# 6.5 Diesel won't start



## HoneyDooYrdWrk (Sep 10, 2005)

it"s about -20 C out up ere in winnipeg and my block heater isn't working,i just bought the truck this summer and this is thecoldest its been sofar i found out the hard way thismorning that my truck doesnt like it this cold (neither do i) and my block heater isnt working, it has glow plugs and i have been told by many people not to use either on a "glowplug starting system" does anyone have any tricks to getting the old girl going.

p.s. the truck is a 96 k2500 with a 6.5 turbo any tricks or ideas are greatly apreciated.

thanks again
Ian


----------



## Rampart Ranger (Oct 18, 2006)

My experience with the 6.5 is that it is best to park inside a heated garage, cycle glow plugs for 30-60 seconds.

If you must park outside, get an engine heater that works and leave her plugged in continuously below 40F. Cycle glow plugs 60-90 seconds.

Wire your glow plug relay to a push on, release off button switch. Treat your fuel. DO NOT USE ETHER except in extreme case - and NEVER if you have air preheat.

We have had this cold start experience with all GM diesels, and frankly the PowerStroke cold start is only slightly better (3 hr plug in, no need for aftermarket glow plug switch).

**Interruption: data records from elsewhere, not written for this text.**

PR #2082, opened 2020-09-08
Use more Compat classes.

Isira-Seneviratne:
* Use [`LocationManagerCompat.isLocationEnabled()`](https://developer.android.com/reference/kotlin/androidx/core/location/LocationManagerCompat#islocationenabled), as [`Settings.Secure.LOCATION_MODE`](https://developer.android.com/reference/android/provider/Settings.Secure#LOCATION_MODE) has been deprecated and the SDK documentation recommends using `LocationManager.isLocationEnabled()` instead.
* Use [`LinkifyCompat.addLinks()`](https://developer.android.com/reference/kotlin/androidx/core/text/util/LinkifyCompat#addlinks_1) to make improvements to `Linkify.addLinks()` introduced in API level 28 available on older API levels.
* Use `WindowInsetsCompat`.
* Use [`ActivityCompat.recreate()`](https://developer.android.com/reference/androidx/core/app/ActivityCompat#recreate(android.app.Activity)) to work around bugs in the `recreate()` method on API levels below 28.

### DIFF
--- a/app/src/main/java/de/westnordost/streetcomplete/MainActivity.java
+++ b/app/src/main/java/de/westnordost/streetcomplete/MainActivity.java
@@ -7,6 +7,7 @@ import android.content.IntentFilter;
 import android.content.SharedPreferences;
 import android.content.res.Configuration;
 import android.graphics.Point;
+import android.location.LocationManager;
 import android.net.ConnectivityManager;
 import android.net.NetworkInfo;
 import android.net.Uri;
@@ -25,6 +26,7 @@ import androidx.annotation.NonNull;
 import androidx.appcompat.app.AlertDialog;
 import androidx.appcompat.app.AppCompatActivity;
 import androidx.core.content.ContextCompat;
+import androidx.core.location.LocationManagerCompat;
 import androidx.core.text.util.LinkifyCompat;
 import androidx.fragment.app.Fragment;
 import androidx.localbroadcastmanager.content.LocalBroadcastManager;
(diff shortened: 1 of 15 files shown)


westnordost (commented):
The following compat thingies are only used for compatibility for API 21 and below. So, this is change would become meaningless and even complicates things (makes it less readable) when the min api version is set to 21:
- `elevationCompat`
- `setOnApplyWindowInsetsListenerCompat`
- `LocationUtil.isLocationOn`

For the following things, I did not find any info on how this would improve things:
- `LinkifyCompat`

Additionally, `LocationUtil.isLocationOn` seems like a dejavú, I think I remember that you included the replacement of this method with `isLocationEnabledCompat` in another PR. I already wrote that the implementation of that method looks different from `LocationUtil.isLocationOn`.

So, I don't see an added value of this PR.

Isira-Seneviratne:
> Additionally, `LocationUtil.isLocationOn` seems like a dejavú, I think I remember that you included the replacement of this method with `isLocationEnabledCompat` in another PR. I already wrote that the implementation of that method looks different from `LocationUtil.isLocationOn`.

I commented earlier that the documentation says that `Settings.Secure.LOCATION_MODE` has been deprecated and `LocationManager.isLocationEnabled()` should be used instead.

Isira-Seneviratne:
> For the following things, I did not find any info on how this would improve things:
> 
> * `LinkifyCompat`

I checked the code for the method, and it uses the method implementation for `Linkify.addLinks` on Android Pie and later.

Isira-Seneviratne:
@westnordost I added a new commit.

westnordost:
OK! Please note my last comment though: https://github.com/streetcomplete/StreetComplete/pull/2082#pullrequestreview-490342347

After upgrade to minSdkVersion 21 (it will happen, it is only a matter of time), some/all/many changes in this PR might be obsolete. So at the moment I wouldn't put time in this until the minSdkVersion hasn't been increased to 21.

Isira-Seneviratne:
Okay 👍

westnordost:
I will also close this one. The central window insets stuff is already on master, some other things don't make sense (anymore).

PR #2088, opened 2020-09-11
new photo with more surface=paving_stones variants

matkoniecz:
Screenshot_2020-09-11-20-49-00-890_de westnordost streetcomplete debug

draft as I still need to change authors.txt


westnordost:
The text obscures the other types of stone pavings a bit, could you change the cropping in a way that a little more of the other pavings is visible? Maybe also zoom in a little as long as it stays clear that the stone pavement at the top are paving plates and not concrete/asphalt. Also, compared to the other pavings (especially sett), the photo looks a little pale, maybe adapt the contrast a little?

rhhsm:
paving_stones includes natural stone (unfortunately), so it would be even better to have a photo that shows some too

matkoniecz:
> paving_stones includes natural stone (unfortunately), so it would be even better to have a photo that shows some too

If you have even better photo (or some result of merging multiple photos) I would gladly use it. This one took some effort and is clear improvement, so I will use it and try later to obtain something even better.

matkoniecz:
> Maybe also zoom in a little as long as it stays clear that the stone pavement at the top are paving plates and not concrete/asphalt. 

I really wanted to include at least one clearly square paving stone - this type is quite popular in Poland and some people were confused what fits them.

I tried new crop from other photo, but it was clearly worse. 

> Also, compared to the other pavings (especially sett), the photo looks a little pale, maybe adapt the contrast a little?

Though I played for the first time in my life with saturation/contrast/brightness tweakers with - I think - sort of acceptable results.

screen01

matkoniecz:
retry with an earlier image

different crop and attempt to balance color

(authors.txt still need to be updated, lets see whatever this one is good enough)

Screenshot_2020-09-18-21-01-08-771_de westnordost streetcomplete debug

westnordost:
This looks very fine! Thank you for the effort!

westnordost:
The PR is still marked as draft

matkoniecz:
> The PR is still marked as draft

Yes, I still need to fix authors.txt and I wanted to get confirmation that image is fine (as I was unsure which image will end used).

matkoniecz:
I went with license that you used for works in main res folder - I will leave merging for you as technically I never asked about license of the file, so to be 100% sure you can confirm by merging :)

westnordost:
Why, you made the photo

westnordost:
Maybe include the source graphic in the /res/ folder since it is not posted anywhere else?

matkoniecz:
> Why, you made the photo

Nope, this one is the final one that you took :)

matkoniecz:
> Maybe include the source graphic in the /res/ folder since it is not posted anywhere else?

Done.

PR #303, opened 2023-11-15
kwk updates discussed with cedar 

joanise:
Agreed with Daisy Rosenblum and her lab CEDaR:
-	I will automate the chaining of the equiv mapping for Umista, i.e., converting from kwk-umista to kwk-ipa will now first apply umista_equiv.csv, then kwk_umista_to_ipa.json. This also means that ReadAlong Studio will automatically recognize and process a broader set of inputs, in particular all the different diacritic variants covered by the equiv mapping.
-	We will make a change to the umista equiv mapping, and the umista->IPA mapping, to use U+0315 (combining comma above right) instead of U+0313 (combining comma above) as the standard diacritic in the digraphs k̕w, t̕ɬ, t̕s, and ḵ̕w since you said that’s what the community prefers to use. (But with the chaining of equiv, either will be accepted when converting from kwk-umista to kwk-ipa.)
-	All the kwk related mappings will be made case-insensitive, i.e., a letter means the same thing whether it’s upper case or lower case (but small caps remain different).
-	BOAS->Umista as well as the equiv mappings will be case preserving, so the output follows the same casing pattern as the input.
-	Since your lab discovered and uses the hidden feature that “g2p convert filename.txt inlang outlang” reads the contents of filename.txt instead of treating that argument as the text itself, I will unhide this feature and mention it in the documentation. E.g., one can do `g2p convert filename.txt kwk-umista kwk-umista-equiv > filename.equiv.txt`.
-	I’m not sure why the language code for umista equiv is “kwk-umista-con” instead of “kwk-umista-equiv”. I propose to rename it to that, so it’s more consistent with how other languages are configured. The equiv mapping for every other language in the g2p library is called langcode-equiv, and I think kwk should follow that pattern. -- Proposal accepted


joanise:
@roedoejet This PR should be tested and reviewed by CEDaR first. I will e-mail them.

joanise:
Closing this PR since I've updated it on another branch. Once Daisy reviews the new branch or a further update of it, I'll submit a new PR and merge then.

Diesels have no spark to ignite fuel. Heat from compression inside the combustion chamber is the ignition method. Cold air, cold fuel, cold oil, cold cylinders combine to try to defeat cold starts. Nature of the beast!


----------



## Mick (May 19, 2001)

First time that happened to me, it took a week to get it started. I don't know if it will work for you, but I used finally used a propane heater aimed under the engine inside a garage for about two hours. Finally started. After that, I made sure to plug it in every night it would get below about 40 degrees.


----------



## Oshkosh (Sep 11, 2005)

*Got to heat up the engine....*

Had a 6.2 the same thing...A quick answer might be hit your parts store for a dip stick heater or they have a magnetic heater that sticks to the bottom of your oil pan...You need to warm up your block for starters.Treat your fuel ,need to get that to flow.A construction torpedo heater pointed at the oil pan has worked in the past.I had to put a tarp over the cab to hold in some of the heat.lol Oh ya A Good charge on your batteries.....
As far as preventing the cold start issues......I always treated my fuel with Power service conditioner every tank.If your glow plug relay isnt cycling properly then going to the push button switch is a good option.Your not supposed to hold the switch in longer then 10 seconds or you may burn out the plugs.I've been told the GM glowplugs are only good for 80,000miles and to replace them at 80K.....Another thing that I found that worked for me was that I ran Rotella Synthetic15-40 engine oil.The engine turned over faster when cold which helps. Always have a good fuel filter on there....Back to the block heater, on one of my old plow trucks with a Detroit I had a water heater that ran in the heater lines that circulated the hot water threw the block when plugged in.That maybe a good answer??????
Best of luck nothing worse than a cold diesel...


----------



## snowsniper1 (Nov 26, 2006)

park it inside a heated area if not a opption get the block heater working


----------



## Toolman Taylor (Mar 11, 2006)

Throw a tarp or parachute over the truck and put a heater under it - just don't leave it unattended. It should fire up in a couple hours. When replacing your block heater make sure you specify a 1000W and not a standard 600W. It's not too bad to change - you can go in through your driver's side wheel well. Good luck!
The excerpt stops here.